Action item:
Report how many lines in the data below hold "ItemProperty", with no other words.

Stored data:
○ ○ ○ ○

PR #4204, opened 2024-06-06
🧹 Use the registry directly to fetch Windows packages

preslavgerchev:
After #4203 
Instead of running a powershell script, query the registry directly for the installed apps.

### DIFF
--- a/providers/os/resources/packages/windows_packages.go
+++ b/providers/os/resources/packages/windows_packages.go
@@ -7,6 +7,7 @@ import (
 	"encoding/json"
 	"fmt"
 	"io"
+	"runtime"
 	"time"
 
 	"github.com/cockroachdb/errors"
@@ -14,6 +15,7 @@ import (
 	"go.mondoo.com/cnquery/v11/providers-sdk/v1/inventory"
 	"go.mondoo.com/cnquery/v11/providers/os/connection/shared"
 	"go.mondoo.com/cnquery/v11/providers/os/detector/windows"
+	"go.mondoo.com/cnquery/v11/providers/os/registry"
 	"go.mondoo.com/cnquery/v11/providers/os/resources/cpe"
 	"go.mondoo.com/cnquery/v11/providers/os/resources/powershell"
 )
@@ -80,6 +82,16 @@ const (
 	Drivers
 	Defender
 )
+
+const installedAppsScript = `
+Get-ItemProperty (@(
+  'HKLM:\\SOFTWARE\\Microsoft\\Windows\\CurrentVersion\\Uninstall\\*',
+  'HKCU:\\SOFTWARE\\Microsoft\\Windows\\CurrentVersion\\Uninstall\\*',
+  'HKLM:\\SOFTWARE\\Wow6432Node\\Microsoft\\Windows\\CurrentVersion\\Uninstall\\*',
+  'HKCU:\\SOFTWARE\\Wow6432Node\\Microsoft\\Windows\\CurrentVersion\\Uninstall\\*'
+) | Where-Object { Test-Path $_ }) |
+Select-Object -Property DisplayName,DisplayVersion,Publisher,EstimatedSize,InstallSource,UninstallString | ConvertTo-Json -Compress
+`
 
 var (
 	WINDOWS_QUERY_HOTFIXES      = `Get-HotFix | Select-Object -Property Status, Description, HotFixId, Caption, InstalledOn, InstalledBy | ConvertTo-Json`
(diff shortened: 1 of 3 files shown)


providers/os/resources/packages/windows_packages.go
```diff
@@ -203,15 +204,78 @@ func (w *WinPkgManager) Format() string {
...
-Get-ItemProperty (@(
-  'HKLM:\\SOFTWARE\\Microsoft\\Windows\\CurrentVersion\\Uninstall\\*',
-  'HKCU:\\SOFTWARE\\Microsoft\\Windows\\CurrentVersion\\Uninstall\\*',
-  'HKLM:\\SOFTWARE\\Wow6432Node\\Microsoft\\Windows\\CurrentVersion\\Uninstall\\*',
-  'HKCU:\\SOFTWARE\\Wow6432Node\\Microsoft\\Windows\\CurrentVersion\\Uninstall\\*'
-) | Where-Object { Test-Path $_ }) |
-Select-Object -Property DisplayName,DisplayVersion,Publisher,EstimatedSize,InstallSource,UninstallString | ConvertTo-Json -Compress
-`
+func (w *WinPkgManager) getInstalledApps() ([]Package, error) {
+	pkgs := []string{
```
chris-rock, line 219: Maybe I am missing something here, but how would that work with remote ssh scan of a Windows machine?

preslavgerchev: i had missed that. we need both in that case, determining which one to use based on the connection type. i will fix this

preslavgerchev: @chris-rock added that back. we now run directly through the registry when using `local` conn and as a fallback: we still use the powershell

providers/os/resources/packages/windows_packages.go
```diff
@@ -203,15 +214,90 @@ func (w *WinPkgManager) Format() string {
...
+			continue
+		}
+		for _, c := range children {
+			// for each package the information is contained as children of that registry's key
+			p := w.getPackageFromRegistryKey(c)
+			if p == nil {
+				continue
+			}
+			packages = append(packages, *p)
+		}
```
afiune, line 245: I have seen this same for loop in other places, I wonder if there is a way to abstract this later for two reasons:

* have a single place where we locate packages, so we don't have to update multiple functions
* use interfaces? so we can write some unit tests! 😄

providers/os/resources/packages/windows_packages.go
```diff
@@ -203,15 +214,90 @@ func (w *WinPkgManager) Format() string {
...
+		if i.Key == "DisplayName" {
+			displayName = i.Value.String
+		}
+		if i.Key == "DisplayVersion" {
+			displayVersion = i.Value.String
+		}
+		if i.Key == "Publisher" {
+			publisher = i.Value.String
+		}
```
afiune: nit: would a `switch` statement be better here?

providers/os/resources/packages/windows_packages.go
```diff
@@ -203,15 +214,90 @@ func (w *WinPkgManager) Format() string {
...
+
+	if uninstallString == "" {
+		return nil
+	}
+
+	cpeWfn := ""
+	if displayName != "" && displayVersion != "" {
+		cpeWfn, err = cpe.NewPackage2Cpe(publisher, displayName, displayVersion, "", "")
+		if err != nil {
+			log.Debug().Err(err).Str("name", displayName).Str("version", displayVersion).Msg("could not create cpe for windows app package")
```
afiune, line 294: is this CPE optional? or why we don't error out here? 🤔

providers/os/resources/packages/windows_packages.go
```diff
@@ -203,15 +214,90 @@ func (w *WinPkgManager) Format() string {
...
+	}
+	return packages, nil
+}
+
+func (w *WinPkgManager) getInstalledApps() ([]Package, error) {
+	if w.conn.Type() == shared.Type_Local {
+		return w.getLocalInstalledApps()
+	}
+
+	cmd, err := w.conn.RunCommand(powershell.Wrap(installedAppsScript))
```
afiune: Just for my own knowledge, whey we switched the use of `Encode()` to `Wrap()` here?

providers/os/resources/packages/windows_packages.go
```diff
@@ -245,19 +329,22 @@ func (w *WinPkgManager) List() ([]Package, error) {
...
-	hotfixes, err := ParseWindowsHotfixes(cmd.Stdout)
-	if err != nil {
-		return nil, errors.Wrapf(err, "could not parse hotfix results")
-	}
-	hotfixAsPkgs := HotFixesToPackages(hotfixes)
-
-	pkgs = append(pkgs, hotfixAsPkgs...)
+	if !canRunCmd {
+		log.Debug().Msg("cannot run command on windows, skipping hotfix list")
+	} else {
```
afiune: nit; if you return in the above `if`, you can avoid this `else`

(I think you know I like to reduce indentation to the limits 😂, up to you to agree or disagree 😅  )

afiune (approved):
A few comments but looks pretty nice

providers/os/resources/packages/windows_packages.go
preslavgerchev: I believe it is, yeah. Ive copied over the last implementation of how we fetch that.

providers/os/resources/packages/windows_packages.go
preslavgerchev: that sounds like a good idea

providers/os/resources/packages/windows_packages.go
preslavgerchev: i will revert, unintentional

providers/os/resources/packages/windows_packages.go
preslavgerchev: yep, actually i need to only check this once and return if false

providers/os/resources/packages/windows_packages.go
preslavgerchev: i dont think this is exactly what you meant here but: i pulled out the registry key -> package transformation into a separate function that is easily testable. we now fetch the children of the registry key and we pass them in so that the `packageFromRegistryKey` doesnt do any calls on its own. added tests too

providers/os/resources/packages/windows_packages.go
chris-rock: Perfect, thank you

PR #4205, opened 2024-06-06
✨ Fetch registry packages for Windows filesystem connections

preslavgerchev:
After #4204 

```
PS C:\Users\mondoo> ./cnquery run fs --path F:\ -c 'packages'
Flag --path has been deprecated, has been deprecated
Flag --path has been deprecated, has been deprecated
WRN using builtin provider for os
WRN no path provided as an arg, looking for --path flag
WRN using builtin provider for os
- no Mondoo configuration file provided, using defaults
WRN using builtin provider for os
packages.list: [
  0: package name="Microsoft Edge" version="124.0.2478.97"
]
```

### DIFF
--- a/providers/os/resources/packages/windows_packages.go
+++ b/providers/os/resources/packages/windows_packages.go
@@ -224,20 +224,15 @@ func (w *WinPkgManager) getLocalInstalledApps() ([]Package, error) {
 	}
 	packages := []Package{}
 	for _, r := range pkgs {
-		// we get all the packages, found under the pkgs paths
 		children, err := registry.GetNativeRegistryKeyChildren(r)
 		if err != nil {
 			continue
 		}
 		for _, c := range children {
-			// for each package the information is contained as items of that registry's key,
-			// so we request the items under the fully qualified path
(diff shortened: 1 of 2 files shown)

○ ○ ○ ○

Answer:
2